2) From Photographer Jon Secord: Here's a quick and easy way to remove those hot pixels in photoshop if you don't have a dark frame to work with- -While doing your raw conversion in LR crank up the Color Noise slider to 100%. This will desaturate all the hot pixels but not remove them -Once in photoshop duplicate your background layer. Zoom in to 100% and then open the dust & scratches filter on your duplicate layer. I keep the radius as low as possible (usually between 1-3) and then play around with the threshold slider. You want to remove all the now white hot pixels but not go any further with the sliders. This is going to blur your image a bit- that's ok. -After applying the dust & scratches filter, change the duplicate layer's blending mode to darken. This will bring back all the detail in your image but essentially remove the hot pixels. I've been using this method for the last year or so and haven't noticed any reduction in the foreground detail, but it completely removes all the hot pixels. Once you dial in the process it takes like 2 minutes. Since you're already combining a longer foreground exposure with your sky frame, make sure you do this to your FG layer before blending in the sky. The dust & scratches filter will also remove a bunch of your stars (since many of them will be the same size as the hot pixels). I definitely get a bunch of hot pixels doing 4-5 minute foreground exposures with the 750, but my 6D was so much worse. I remember viewing my old 6D raw files at 100% and it looked like confetti cake....hundreds of colorful dots.

3) From Photographer Matthew Saville Baldon: I'd strongly recommend checking out Capture One Pro 9 for long exposure editing. It has a "single pixel noise" slider that is *magic* for exposures even 30 minutes long! I'm not a fan of the mushy digital-y noise reduction and sharpening recipes that Adobe offers, however for those who are then admittedly Capture One Pro 9 is slightly less powerful when it comes to overall luminance noise reduction compared to Lightroom / ACR. Like I said though, I usually leave a natural looking of luminance noise in my nightscape shots, so I haven't felt held back by Capture One's other NR or sharpening parameters. That, plus the vastly superior color and tonal processing ability versus ACR, has won me over for much of my landscape work. If you can shoot your shorter exposures first, and then afford the time to let your camera "idle" after your >60 sec exposures, I have found that Nikon's built-in long exposure NR can work wonders. The only drawback is that if you do a 30 minute exposure, most Nikons need a whole 'nother 30 minutes to do the LE-NR, which is a show-stopper unless you have two cameras. Honestly though, I've had GREAT results from Capture One Pro 9's "single pixel" noise reduction option. It works perfectly every single time, on literally every single dot, unless you start actually getting seriously dead pixels clumped together. And it doesn't really harm image detail any more than your long exposure already is going to, either. (For what it's worth: The D750 sensor, thankfully, does *very* clean long exposures when you get below freezing, by the way)
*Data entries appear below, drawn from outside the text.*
PR #156, opened 2019-03-12
Add optional policy parameter for vulnerabilities older than N days

### LINKED ISSUE #149: Feature: Add optional policy parameter for vulnerabilities older than N days
It would be great if I could add policy rules which WARN if vulnerabilities are found of a certain type and BLOCK if they have been discovered for longer than a certain number of days. Ideally for our use case this should be driven off of the actual CVE date or fix date but as long as updates run frequently the created date (which appears to be written to the db already) would work for now.

For example,

Trigger Name | Description | Parameter | Description | Example
-- | -- | -- | -- | --
package | Triggers if a found vulnerability in an image meets the comparison criteria. | days_past_creation | Matches when the vulnerability was reported more than the provided value of days ago. | 30

Then end users could define policies similar to...

```
{      
  "name": "CustomPolicy",
  "version": "1_0",
  "comment": "Policy for date based vulnerabilities",
  "id": "policy1", 
  "rules": [
      {
        "action": "STOP",
        "gate": "vulnerabilities",
        "id": "stophigh",
        "params": [
          { "name": "package_type", "value": "all" },
          { "name": "severity_comparison", "value": ">=" },
          { "name": "severity", "value": "high" },
          { "name": "days_past_creation", "value": 30}
        ],
        "trigger": "package"
      },
      {
        "action": "WARN",
        "gate": "vulnerabilities",
        "id": "warnhigh",
        "params": [
          { "name": "package_type", "value": "all" },
          { "name": "severity_comparison", "value": ">=" },
          { "name": "severity", "value": "high" }
        ],
        "trigger": "package"
      }
  ]
}
```

Is this something that makes sense as a feature for this project?
Is there a better approach to implementing a feature like this that is preferred?

emaildanwilson:
fixes #149
cc @nurmi 

Let me know how this looks, and what other changes would need to be made for it to be included. How are tests handled for policy filters like this? Does the cli need to be updated to include the creation date in vulnerability output?

### DIFF
--- a/anchore_engine/services/policy_engine/engine/policy/gates/vulnerabilities.py
+++ b/anchore_engine/services/policy_engine/engine/policy/gates/vulnerabilities.py
@@ -39,7 +39,7 @@ class VulnerabilityMatchTrigger(BaseTrigger):
     severity = EnumStringParameter(name='severity', example_str='high', description='Severity to compare against.', enum_values=SEVERITY_ORDERING, is_required=True, sort_order=3)
     fix_available = BooleanStringParameter(name='fix_available', example_str='true', description='If present, the fix availability for the vulnerability record must match the value of this parameter.', is_required=False, sort_order=4)
     vendor_only = BooleanStringParameter(name='vendor_only', example_str='true', description='If True, an available fix for this CVE must not be explicitly marked as wont be addressed by the vendor', is_required=False, sort_order=5)
-    max_days_since_sync = IntegerStringParameter(name='max_days_since_sync', example_str='7', description='If provided, this CVE must be older than the days provided to trigger.', is_required=False, sort_order=6)
+    max_days_since_creation = IntegerStringParameter(name='max_days_since_creation', example_str='7', description='If provided, this CVE must be older than the days provided to trigger.', is_required=False, sort_order=6)
 
     def evaluate(self, image_obj, context):
         is_fix_available = self.fix_available.value()
@@ -47,8 +47,8 @@ class VulnerabilityMatchTrigger(BaseTrigger):
         comparison_idx = SEVERITY_ORDERING.index(self.severity.value().lower())
         comparison_fn = self.SEVERITY_COMPARISONS.get(self.severity_comparison.value())
         timeallowed = time.time()
-        if self.max_days_since_sync.value() is not None:
-            timeallowed -= int(int(self.max_days_since_sync.value()) * 86400)
+        if self.max_days_since_creation.value() is not None:
+            timeallowed -= int(int(self.max_days_since_creation.value()) * 86400)
         if not comparison_fn:
             raise KeyError(self.severity_comparison)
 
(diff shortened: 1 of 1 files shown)


zhill:
Thanks @emaildanwilson ! We'll take a look at comment here!

emaildanwilson:
Any chance someone could take a look this week?

nurmi:
hello!

We’re finishing up some feature work, and you’ll see some flurry of work in the next couple of weeks as we gear up for the next oss engine release - your pr is on the list for adressing for that next release - stay tuned and appreciate your patience!

zhill:
I think the primary question is the semantics you're trying to achieve. The created_at timestamp on vulnerability records in anchore is when the db entry was created, not when the vulnerability was created in in the upstream source. So, for example, none of the created_at timestamps will be older than the anchore deployment date itself. Is that what you're expecting?

emaildanwilson:
Yes, given that some of the sources do not contain a discovery date it seems like it's the best we can do right now. Aside from the caveat of the installation being brand new or the local scan database getting deleted/recreated, the created_at date should match the discovery date within the polling period. Using the created_at date for feeds where the discovery date is not available might create even more confusion. I'm open to ideas if there are ways we could make this better.

zhill:
Ack, just wanted to make sure the semantics were understood and acceptable. I tend to agree that there isn't a cleaner way to do it in this case given the diversity of input data.

anchore_engine/services/policy_engine/engine/policy/gates/vulnerabilities.py
```diff
@@ -39,12 +39,16 @@ class VulnerabilityMatchTrigger(BaseTrigger):
     severity = EnumStringParameter(name='severity', example_str='high', description='Severity to compare against.', enum_values=SEVERITY_ORDERING, is_required=True, sort_order=3)
     fix_available = BooleanStringParameter(name='fix_available', example_str='true', description='If present, the fix availability for the vulnerability record must match the value of this parameter.', is_required=False, sort_order=4)
     vendor_only = BooleanStringParameter(name='vendor_only', example_str='true', description='If True, an available fix for this CVE must not be explicitly marked as wont be addressed by the vendor', is_required=False, sort_order=5)
+    days_past_creation = IntegerStringParameter(name='days_past_creation', example_str='7', description='If provided, this CVE must be older than the days provided to trigger.', is_required=False, sort_order=6)
```
zhill: For consistency with our other gates and trigger parameter names, can you change the name field (the var name is fine) in this to 'max_days_since_creation'. We use 'max_days_since_sync' in our feeds timeliness check which is similar semantically, so I want to keep the naming similar.

emaildanwilson: Thank you for the review. I updated this to match and went ahead and updated the variable names too so everything matches.

zhill: I think there was some confusion on the name, I wasn't proposing the exact same name, but something like 'max_days_since_creation' for this particular parameter, which follows a similar naming scheme to the other feed sync param, but is clear in this vuln context. Apologies for that lack of clarity. You can just push a new commit and I'll merge-squash it down. That makes it easier to review here as well because github will notice the change and map it to the comment. Overall, though, this is great work and super useful stuff. Thanks!

emaildanwilson: You were clear and I find/replaced the wrong thing. fix coming soon.

zhill: Thanks! looks good.

zhill:
Thanks! Much appreciated, this is a super-useful feature.

PR #171, opened 2019-04-11
Improve error message from parse_dockerimage_string

0xDEC0DE:
- Throw a `ValueError` rather than a bare `Exception` when a bad
  character is found

- Emit the problem-causing characters as part of the error message


nurmi:
thank you for the contribution @0xDEC0DE - nice improvement!

PR #772, opened 2020-12-08
Include fix version in check output message if a fix is available reg…

nightfurys:
…ardless of the gate parameter checks

**Special notes**:

### DIFF
--- a/anchore_engine/services/policy_engine/engine/policy/gates/vulnerabilities.py
+++ b/anchore_engine/services/policy_engine/engine/policy/gates/vulnerabilities.py
@@ -282,6 +282,13 @@ class VulnerabilityMatchTrigger(BaseTrigger):
                                 parameter_data["pkg_class"] = "non-os"
                                 parameter_data["pkg_type"] = image_cpe.pkg_type
 
+                                # setting fixed_version here regardless of gate parameter,
+                                fix_available_in = vulnerability_cpe.get_fixed_in()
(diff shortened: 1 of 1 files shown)


dspalmer99 (approved):
LGTM.

For my own information though, what is the rationale behind this change? Is it to ensure the field always exists, even if it is empty in the case where no fix is available?

anchore_engine/services/policy_engine/engine/policy/gates/vulnerabilities.py
```diff
@@ -382,17 +389,19 @@ def evaluate(self, image_obj, context):
...
                                     # explicit fix state check matches fix availability
                                     if is_fix_available == (
                                         fix_available_in is not None
                                         and len(fix_available_in) > 0
                                     ):
-                                        if is_fix_available:
-                                            parameter_data["fixed_version"] = ", ".join(
-                                                fix_available_in
-                                            )
+                                        # TODO this instantiates fix version later used for the output message only if the approrpiate gate parameter checks pass. check with Zach why that's necessary. why can't the fix version be made available regardless of the gate params
```
zhill, line 399: IIRC this was added to ensure parameters in the rule are clear when viewing the result. However, this current impl is not good and we'll overhaul the approach when we update the policy evaluation API response. It should be safe to include this regardless.

zhill (approved):
lgtm

PR #773, opened 2020-12-08
Have skopeo remove signatures on signed images when copying them

### LINKED ISSUE #711: Image analysis for signed images fails because skopeo fails to copy content if the image is signed
The analyzer cannot pull image content for signed images because it uses skopeo and skopeo will refuse to copy a signed image to a destination transport that does not support copying signatures, and the "oci" transport destination does not support signatures.

We can mitigate this by adding the `--remove-signatures` option to the skopeo command invocation to ensure the copy will not fail due to the presence of signatures.

dspalmer99:
Have skopeo remove signatures on signed images when copying them. This is needed because the destination currently does not support signed images, so skopeo will currently refuse to copy them.

**Which issue this PR fixes** *(optional, in `fixes #<issue number>)(, fixes #<issue_number, ...)` format, will close the issue when PR is merged*: fixes #711

**Special notes**:

### DIFF
--- a/anchore_engine/clients/skopeo_wrapper.py
+++ b/anchore_engine/clients/skopeo_wrapper.py
@@ -63,9 +63,14 @@ def manifest_to_digest_shellout(rawmanifest):
     return ret
 
 
-def copy_image_from_docker_archive(source_archive, dest_dir):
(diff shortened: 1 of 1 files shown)


zhill (approved):
lgtm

4) From Photographer Ryan Moyer: You can always just shoot a dark frame for the hot pixels and amp glow. After your exposure just put the lens cap on and shoot another shot with the same exposure settings. Then take it into photoshop, open the two exposures up as layers and change the blend mode of the dark frame to 'subtract'. That will eliminate all of the hot pixels and amp glow. This is basically the same thing that long exposure noise reduction does, the only difference being with the manual process you can just shoot one dark frame every once in a while (namely when the temp or your exposure settings change) rather than after every single frame like LENR does. Hot pixels and amp glow are going to crop up with long exposures at high iso for any camera if it's warm out. I'm surprised the 6d is even better than the 810a as the 810a is already one of the best in that regard. I have to manage the hot pixels on my A7r even when it's 40F out. On my D750 I only have to worry about it on those warm southern Utah summer nights, similar to your 810a.